> EXERCISE MATERIAL
================================

PR #263, opened 2017-03-24
Bootstrap networks based on variables

jamielennox:
Remove the deploy specific variables from cloud-bootstrap defaults and
put them into the create-cloud-resources script.

### DIFF
--- a/create-cloud-resources.yml
+++ b/create-cloud-resources.yml
@@ -53,6 +53,26 @@
           interfaces:
             - control-plane-subnet
             - nodepool-subnet
+      security_groups:
+        - name: sg-control-plane
+          rules:
+            - remote_group: sg-control-plane
+              port_min: 1
+              port_max: 65535
+        - name: sg-zuul-merger
+          rules:
+            - remote_cidr: 10.0.0.0/8
+              port: 8858
+        - name: sg-ssh
+          rules:
+            - remote_cidr: 0.0.0.0/0
+              port: 22
+        - name: sg-http-https
+          rules:
+            - remote_cidr: 0.0.0.0/0
+              port: 80
+            - remote_cidr: 0.0.0.0/0
+              port: 443
       servers:
         - name: bastion
           floating_ip_address: 169.44.171.83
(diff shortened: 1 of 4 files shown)


roles/cloud-bootstrap/tasks/network.yml
```diff
@@ -1,56 +1,34 @@
...
-        - "{{ control_plane_subnet.subnet.id }}"
-        - "{{ nodepool_subnet.subnet.id }}"
-    project: "{{ prod_project }}"
+    name: "{{ item.name }}"
+    network: "{{ item.network | default(omit) }}"
+    interfaces: "{{ item.interfaces | default(omit) }}"
+    project: "{{ item.project }}"
     auth:
-      project_name: "{{ prod_project }}"
+      project_name: "{{ item.project }}"
```
mlangbehn: Did you mean to have this here:

```yaml
      project_name: "{{ item.project }}"
  with_items: "{{ routers }}"
```

mlangbehn (commented):
Quick inline question.

jamielennox:
There's a lot more to be done to this role - but this appears to work so long as you specify project: to the network modules.

create-cloud-resources.yml
```diff
@@ -38,6 +38,21 @@
...
+          shared: True
+          project: bonnyci
+          cidr: 10.0.0.0/8
+      routers:
+        - name: bonnyci-router
+          network: external
+          project: bonnyci
+          interfaces:
+            - control-plane-subnet
+            - nodepool-subnet
```
gandelman-a, line 55: so if we stop using the project name variables and specify here, we'd need to do that for everything specified in this file. seems like it'd be easier to set as a var, have it used in the roles' tasks so it can DTRT?

gandelman-a:
I think this can be closed now?

mlangbehn:
@jamielennox, do we still need this change? If we do, please resolve the merge conflicts. Maybe squash your commits, too?

jamielennox:
Abandoning. We went the simpler way for now and just encoded everything in the role.

PR #264, opened 2017-03-24
Ssh rekey

ConsoleCatzirl:


roles/bastion/defaults/main.yml
```diff
@@ -12,11 +15,8 @@ bastion_users:
   - rmoe
   - bradonk
   - doc
-  - cideploy
   - jkeating
   - jesusaur
```
rattboi: You're down here in remove_users. Are we doing a follow-up commit to add back those users who need it to bastion_users?

rattboi (changes requested):

rattboi (approved):

gandelman-a (approved):

PR #270, opened 2017-03-27
Adding a new bastion key for the jason_clark account.

jasontclark:
Signed-off-by: Jason Clark <jason.clark@ibm.com>


roles/bastion/defaults/main.yml
```diff
@@ -6,13 +6,13 @@ bastion_users:
   - cideploy
   - jesusaur
   - olaph
+  - jason_clark
```
loafyloaf: I believe the idea is to keep this list alphabetized

PR #275, opened 2017-03-28
 Slice up provisioning to support multiple zuul environments per …

gandelman-a:
…bastion

This creates a common network and puts services that are shared among
environments on it, including the bastion.

It then moves per-environment hosts in to an 'environments' list that
will allow easily expanding our infra to include many zuul environments.

A reasonable set of defaults are used so that individual users can spin up
similar environments in their tenant space.  Those may be overriden to supply
site-specific values for production.

### DIFF
--- a/create-cloud-resources.yml
+++ b/create-cloud-resources.yml
@@ -38,45 +38,77 @@
         - username: rattboi
           email: bradon.kanyid@ibm.com
           isadmin: False
-      servers:
+      common_servers:
         - name: bastion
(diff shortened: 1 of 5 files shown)


jamielennox (approved):

anne-bonny:
Merge Failed.

This change or one of its cross-repo dependencies was unable to be automatically merged with the current state of its repository. Please rebase the change and upload a new patchset.

PR #276, opened 2017-03-29
separate datadog-builder from bastion role

loafyloaf:
Signed-off-by: matthew wagoner <zxkuqyb@gmail.com>

### DIFF
--- a/dd-builder.yml
+++ b/dd-builder.yml
@@ -1,0 +1,19 @@
+- name: Configure datadog-builder
+  hosts: bastion
+  become: true
+
+  roles:
+    - role: datadog-builder
+      datadog_builder_secrets:
+        api_key: "{{ secrets.datadog.api_key }}"
+        app_key: "{{ secrets.datadog.ansible_app_key }}"
+    - role: logrotate
+      logrotate_configs:
+        - name: datadog-builder
+          path: /var/log/datadog-builder/*log
+          options:
+            - compress
+            - missingok
+            - rotate 30
+            - daily
+            - notifempty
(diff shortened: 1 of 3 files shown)


dd-builder.yml
```diff
@@ -0,0 +1,19 @@
...
+    - role: logrotate
+      logrotate_configs:
+        - name: datadog-builder
+          path: /var/log/datadog-builder/*log
+          options:
+            - compress
+            - missingok
+            - rotate 30
+            - daily
+            - notifempty
```
gandelman-a, line 19: So as-is, nothing is setup to actually run this playbook in the same way we  do bastion.yml or install-ci.yml.  Was this intentional?

gandelman-a:
Without a commit msg its kinda hard to determine the intent of this?  Its just moving the datadog-builder role off of the bastion into its own group, but results in that stuff not running anymore.

gandelman-a (changes requested):

loafyloaf:
so, at the time, datadog-builder was running on two bastions - contrasjc and opentechsjc.  While this shouldn't really be a problem, the monitors.yml file was not getting updated on contrasjc, so when 'new' bastion created a monitor, 'old' bastion would delete it.  This is a bit moot now, seeing as how contrasjc is gone.  But perhaps we may get a second cloud in the future...

(aplogies for the lacking commit msg)

dd-builder.yml
ConsoleCatzirl: Is the idea to create a new ansible-runner cron for this playbook?

mlangbehn:
Per discussion with @loafyloaf in IRC, this pull request is no longer needed. Closing accordingly.

PR #277, opened 2017-03-29
Manage multiple NP projects, manage production quotas

gandelman-a:
NOTE this is based ontop of changes in another PR: https://github.com/BonnyCI/hoist/pull/275

This updates account management to allow creation of multiple nodepool
projects to be used across multiple zuul/nodepool environments.

It also adds the ability to set quotas for production and nodepool
accounts, defaulting to opening them up to unlimited usage.  It
vendors a new, unreleased os_quota.py module in library/ which includes
some fixes to a bug we hit when trying to use it on our cloud.

This also fixes a typo in a defaults file.

Related-Issue: BonnyCI/projman#139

================================

In the records above, some lines hold the word "list"; copy each such line.

loafyloaf: I believe the idea is to keep this list alphabetized
It then moves per-environment hosts in to an 'environments' list that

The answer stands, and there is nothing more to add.